普通の健康診断だと、タンパクの分画までデータとして出ることは少ないです。

栄養療法の検査だと必ず調べます。

やっぱりあったほうがかなり参考になります。

 

症例その1

食後の眠気が強く、疲労感にお悩みの方。

A/G 1.53 とかなり低め、しかも γグロブリン 20.7 と高い。

リーキーガットがあって、炎症ありそう。

この方の場合、アルブミン値は 4.7 でした。

他の数値も、めちゃくちゃ低たんぱくのデータというわけではなかったので、

もしたんぱく分画のデータがなければ、見抜くことは難しかったかもしれません。

 

お話を伺うとお母さまがリウマチとのこと。

自己免疫疾患予防もかねて、なにはなくとも消化管ケアです。

 

症例その2

アトピー、副腎疲労、低血糖症、甲状腺機能低下の方

・A/G 1.3

・γグロブリン 19.6

低アレルギー(IgG抗体)検査は見事にすべての食品に反応。

ガスが多く、腸カンジダと思われる消化管のディスバイオシスがひどい方。

A/G比が 1.3 とかなり低下しています。

実はこれ、私の5年前のデータです(笑

 

その後、消化管ケアに専念した結果がこちら。

γグロブリンが低下(19.6 → 17.5)、

アトピーも甲状腺機能低下も改善、食後に眠いという低血糖症の症状も改善。

ここまで来るのに5年くらいかかってます。

(栄養で改善するって長期戦です、最低でも1,2年はみてください)

 

症例その3

じゃあ健康体ってどういう状態かというと、

高脂血症気味でやや太めですが、カンジダもなく腸に問題のない我が夫のデータがこれです。

・A/G比 1.9

・γグロブリン 13.3

γグロブリン、 A/G比、ともに理想的な数値です。

低アレルギー検査でも卵にレベルⅣくらいで他はすべてまっ平。
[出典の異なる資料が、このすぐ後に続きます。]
PR #3165, opened 2024-05-17
fix: Position of address loading with save and return

ianjon3s:
## What does this PR do?

The updated loading indicator for address lookup is positioned `absolute` with a unit reference to `bottom`. This fails on when save & return is enabled as the button is no longer the last element in the container.

This PR adjusts so that the indicator is positioned with reference to the `top` of the container.


jessicamcinchak (approved):
Thanks for catching!

PR #3167, opened 2024-05-17
fix: Remove input checkbox elements and replace with spans

DafyddLlyr:
Quick proof of concept, we can now replace ✅ and ❎ with CSS, svgs, other elements to get a PlanX looking "checkbox".

Ian: Updated with CSS spans, matching the structure of the ARIA authoring guide exactly (no wrapper element on the label)


DafyddLlyr:
✅ I approve all of @ianjon3s changes here but can't make it official as I opened the PR

ianjon3s (approved):
Looks good to me, also tested well on mobile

う、うらやましい。

 

A/G比率、γグロブリンの注意点

γグロブリンですが、腸が荒れてて、副腎疲労やアトピーがあっても、必ずしも上昇するとは限らない、

もしくは、異様にA/G比率が高い(2.0以上)場合もあります(これはまた別途まとめます)

ただ、体調の悪い方は A/G比率は低い人がほとんどです。

運搬役の良い子「アルブミン君」が少ないってことなのでしょうね、

タンパク質の分画、気になる方は測ってみてはいかがでしょう。